PR #3301, opened 2022-10-26
ref(consumer): Merge Snuba Consumer and Multistorage Consumer, step 1

ayirr7:
Currently, the (single-storage) Consumer and Multistorage Consumer live in separate files, but share a lot of common logic and there's duplication within/across these files. The goal of this PR is to start the process of merging the two into a single consumer CLI entrypoint (`snuba/cli/consumer.py`) and Consumer Builder (`snuba/consumers/consumer_builder.py`). More context on this change can be found here: https://getsentry.atlassian.net/browse/SNS-1810. 

This PR: 
- Serves as the first incremental step
- Allows the Snuba consumer CLI to accept multiple storages 
- Introduces some logic from `multistorage_consumer.py` in constructor of `ConsumerBuilder` by resolving multiple topics for multiple storages
- `__build_consumer` and `__build_streaming_strategy_factory` do not have any multistorage logic yet
- Note that the consumer is still meant only for single-storage use cases (we are incrementally adding/transferring functionality until it works for both single and multistorage)

### DIFF
--- a/snuba/cli/consumer.py
+++ b/snuba/cli/consumer.py
@@ -43,11 +43,12 @@ logger = logging.getLogger(__name__)
 )
 @click.option(
     "--storage",
-    "storage_name",
+    "storage_names",
     type=click.Choice(
         [storage_key.value for storage_key in get_writable_storage_keys()]
     ),
-    help="The storage to target",
+    help="The storage(s) to target",
+    multiple=True,
     required=True,
 )
 @click.option(
@@ -120,7 +121,7 @@ def consumer(
     commit_log_topic: Optional[str],
     consumer_group: str,
     bootstrap_server: Sequence[str],
-    storage_name: str,
+    storage_names: str,
     max_batch_size: int,
     max_batch_time_ms: int,
     auto_offset_reset: str,
@@ -139,21 +140,33 @@ def consumer(
     setup_logging(log_level)
     setup_sentry()
     logger.info("Consumer Starting")
-    storage_key = StorageKey(storage_name)
+    storage_keys = [
+        getattr(StorageKey, storage_name.upper()) for storage_name in storage_names
+    ]
 
-    metrics = MetricsWrapper(
-        environment.metrics,
-        "consumer",
-        tags={"group": consumer_group, "storage": storage_key.value},
-    )
-    configure_metrics(StreamMetricsAdapter(metrics))
+    if len(storage_keys) == 1:
+        metrics = MetricsWrapper(
+            environment.metrics,
+            "consumer",
+            tags={"group": consumer_group, "storage": storage_keys[0].value},
+        )
+        configure_metrics(StreamMetricsAdapter(metrics))
+    else:
+        metrics = MetricsWrapper(
+            environment.metrics,
+            "consumer",
+            tags={
+                "group": consumer_group,
+                "storage": "_".join([storage_keys[0].value, "m"]),
+            },
+        )
 
     def stats_callback(stats_json: str) -> None:
         stats = rapidjson.loads(stats_json)
         metrics.gauge("librdkafka.total_queue_size", stats.get("replyq", 0))
 
     consumer_builder = ConsumerBuilder(
-        storage_key=storage_key,
+        storage_keys=storage_keys,
         kafka_params=KafkaParameters(
             raw_topic=raw_events_topic,
             replacements_topic=replacements_topic,
--- a/snuba/consumers/consumer_builder.py
+++ b/snuba/consumers/consumer_builder.py
@@ -116,6 +116,10 @@ class ConsumerBuilder:
                 },
             )
 
+            # XXX: This can result in a producer being built in cases where it's
+            # not actually required.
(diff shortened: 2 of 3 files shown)


snuba/cli/consumer.py
```diff
@@ -139,21 +140,33 @@ def consumer(
...
+            tags={"group": consumer_group, "storage": storage_keys[0].value},
+        )
+        configure_metrics(StreamMetricsAdapter(metrics))
+    else:
+        metrics = MetricsWrapper(
+            environment.metrics,
+            "consumer",
+            tags={
+                "group": consumer_group,
+                "storage": "_".join([storage_keys[0].value, "m"]),
```
lynnagara, line 160: What is this "m" about?

snuba/cli/consumer.py
```diff
@@ -139,21 +140,33 @@ def consumer(
...
+        getattr(StorageKey, storage_name.upper()) for storage_name in storage_names
+    ]
 
-    metrics = MetricsWrapper(
-        environment.metrics,
-        "consumer",
-        tags={"group": consumer_group, "storage": storage_key.value},
-    )
-    configure_metrics(StreamMetricsAdapter(metrics))
+    if len(storage_keys) == 1:
```
lynnagara, line 147: I don't think you need this if/else statement. Why don't you join all the storages together?

snuba/consumers/consumer_builder.py
```diff
@@ -83,62 +83,98 @@ def __init__(
...
             .get_default_topic_spec()
             .topic
-        )
+            for storage in self.storages.values()
+        }
+        topic = topics.pop()
+        if topics:
+            raise ValueError("only one topic is supported")
+
+        if len(self.storages) == 1:
```
lynnagara, line 102: I think the goal would be to ideally share all of this implementation, not move a ton of if/else statements into this function

snuba/consumers/consumer_builder.py
```diff
@@ -83,62 +83,98 @@ def __init__(
...
 
-        stream_loader = self.storage.get_table_writer().get_stream_loader()
+            # XXX: This can result in a producer being built in cases where it's
+            # not actually required.
+            self.producer = Producer(self.producer_broker_config)
 
-        self.raw_topic: Topic
+        storage_keys = [*self.storages.keys()]
+
+        self.raw_topic: ArroyoTopic
```
lynnagara, line 125: Why calling this ArroyoTopic?

snuba/consumers/consumer_builder.py
```diff
@@ -221,7 +261,11 @@ def __build_consumer(
     def __build_streaming_strategy_factory(
         self,
     ) -> ProcessingStrategyFactory[KafkaPayload]:
-        table_writer = self.storage.get_table_writer()
+        # this assumes single storage for now
```
lynnagara, line 264: This function is quite different currently between the two implementations. What do you think about leaving it unchanged for now and building an alternativve `__build_streaming_multistorage_strategy_factory` alongside it?

snuba/cli/consumer.py
ayirr7: I'm not completely sure, I got it from: https://github.com/getsentry/snuba/blob/master/snuba/cli/multistorage_consumer.py#L235-L242.

snuba/cli/consumer.py
ayirr7: That could be possible. The reason why I didn't join them all was because of the code snippet from multistorage_consumer.py (https://github.com/getsentry/snuba/blob/master/snuba/cli/multistorage_consumer.py#L235-L242) that shows how the multistorage case would create a MetricsWrapper

snuba/consumers/consumer_builder.py
ayirr7: There's a mix of Topic object types in this file. Some are Snuba topics, some are Arroyo topics, and some functions can only take in Snuba Topics and some Arroyo Topics. I figured that it would be helpful to distinguish when we're initializing an ArroyoTopic so that we don't mistake the two/pass one in when we meant the other.

snuba/consumers/consumer_builder.py
ayirr7: I think that's a good idea. It would probably be one of my next steps.

snuba/cli/consumer.py
fpacifici: We have alerts and consumer dashboards that are based on the storage tag. That's probably a bad idea, using the consumer group could be better.
That breaks with the multistorage consumer as there are multiple storages. That `m` was to tell apart the multistorage ones in our metrics.

fpacifici (commented):
Have you considered going the other way and fold the single storage consumer into the multistorage consumer instead of adapting the consumer builder?
A multi-storage consumer is also a single storage consumer (if you can write in two storages you can also write in one). Maybe that one would be quicker to adapt. 

There are, though, some features that were built in the consumer builder that were not ported  (read: I did not port) to the multi storage consumer. But it should not be much.

PR #3155, opened 2022-09-19
fix migrations for clickhouse 21.9+, 0014_backfill_errors, error: snu…

Slach:
fix migrations for clickhouse 21.9+, `0014_backfill_errors`, error: snuba.clickhouse.errors.ClickhouseError: DB::Exception: Illegal column Nullable(FixedString(32)) of first argument of function toString, 
look https://github.com/ClickHouse/ClickHouse/issues/41490 for details

### Legal Boilerplate

Look, I get it. The entity doing business as "Sentry" was incorporated in the State of Delaware in 2015 as Functional Software, Inc. and is gonna need some rights from me in order to utilize my contributions in this here PR. So here's the deal: I retain all rights, title and interest in and to my contributions, and by keeping this boilerplate intact I confirm that Sentry can use, modify, copy, and redistribute my contributions, under Sentry's choice of terms.

PR #3302, opened 2022-10-26
Update 0014_backfill_errors.py

turbotankist:
the same as in PR
https://github.com/getsentry/snuba/pull/3155
second script require NotNull too
I've run this migration on clickhouse 22.6 and it works

### Legal Boilerplate

### DIFF
--- a/snuba/snuba_migrations/events/0014_backfill_errors.py
+++ b/snuba/snuba_migrations/events/0014_backfill_errors.py
@@ -98,7 +98,7 @@ COLUMNS = [
     ("group_id", "group_id"),
     (
         "primary_hash",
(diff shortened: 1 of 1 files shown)


evanh:
What's the motivation for this change? The PR you referenced was later reverted.

turbotankist:
> What's the motivation for this change? The PR you referenced was later reverted.

The migration doesn't work with clickhouse version 22+
I don't know if can this work with old clickhouse versions but migrations definitely won't work without it with a new version.
PR was reverted but the changes is in [master](https://github.com/getsentry/snuba/blob/master/snuba/snuba_migrations/events/0014_backfill_errors.py#L64) now

lynnagara (approved):
This is ok to me. Since `type != 'transaction'` is in the prewhere clause and transactions were the only event types without primary_hash, this should be safe.

PR #3678, opened 2023-01-31
chore(oncall): add timing to healthcheck

volokluev:
We have some pods failing the readinessprobe. My hypothesis is that it is happening because the healthcheck is taking too long. This gives us more information on its operation

### DIFF
--- a/snuba/web/views.py
+++ b/snuba/web/views.py
@@ -423,7 +423,7 @@ def health() -> Response:
     if status != 200:
         metrics.increment("healthcheck_failed", tags=metric_tags)
     metrics.timing(
-        "healthcheck_timing", time.time() - start, tags={"thorough": str(thorough)}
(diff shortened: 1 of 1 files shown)


snuba/web/views.py
```diff
@@ -422,7 +422,9 @@ def health() -> Response:
 
     if status != 200:
         metrics.increment("healthcheck_failed", tags=metric_tags)
-
+    metrics.timing(
+        "healthcheck_timing", time.time() - start, tags={"thorough": str(thorough)}
```
onewland, line 426:
```suggestion
        "healthcheck.latency", time.time() - start, tags={"thorough": str(thorough)}
```

I think matches the naming convention of other `.timing` usages

onewland (approved):
looks good, consider the rename

PR #3682, opened 2023-01-31
Revert "fix(profiling): Profile id only on transaction dataset"

volokluev:
This PR did not have the most recent changes from master at the time that it merged which caused a CI breakage. Reverting to fix master CI

Reverts getsentry/snuba#3671


enochtangg (approved):

volokluev:
This has been rolled forward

....

▶ **EXERCISE GOAL**
Work out how many lines above contain the word "What". Give only the number.

▶ **SOLVED PROBLEM**
4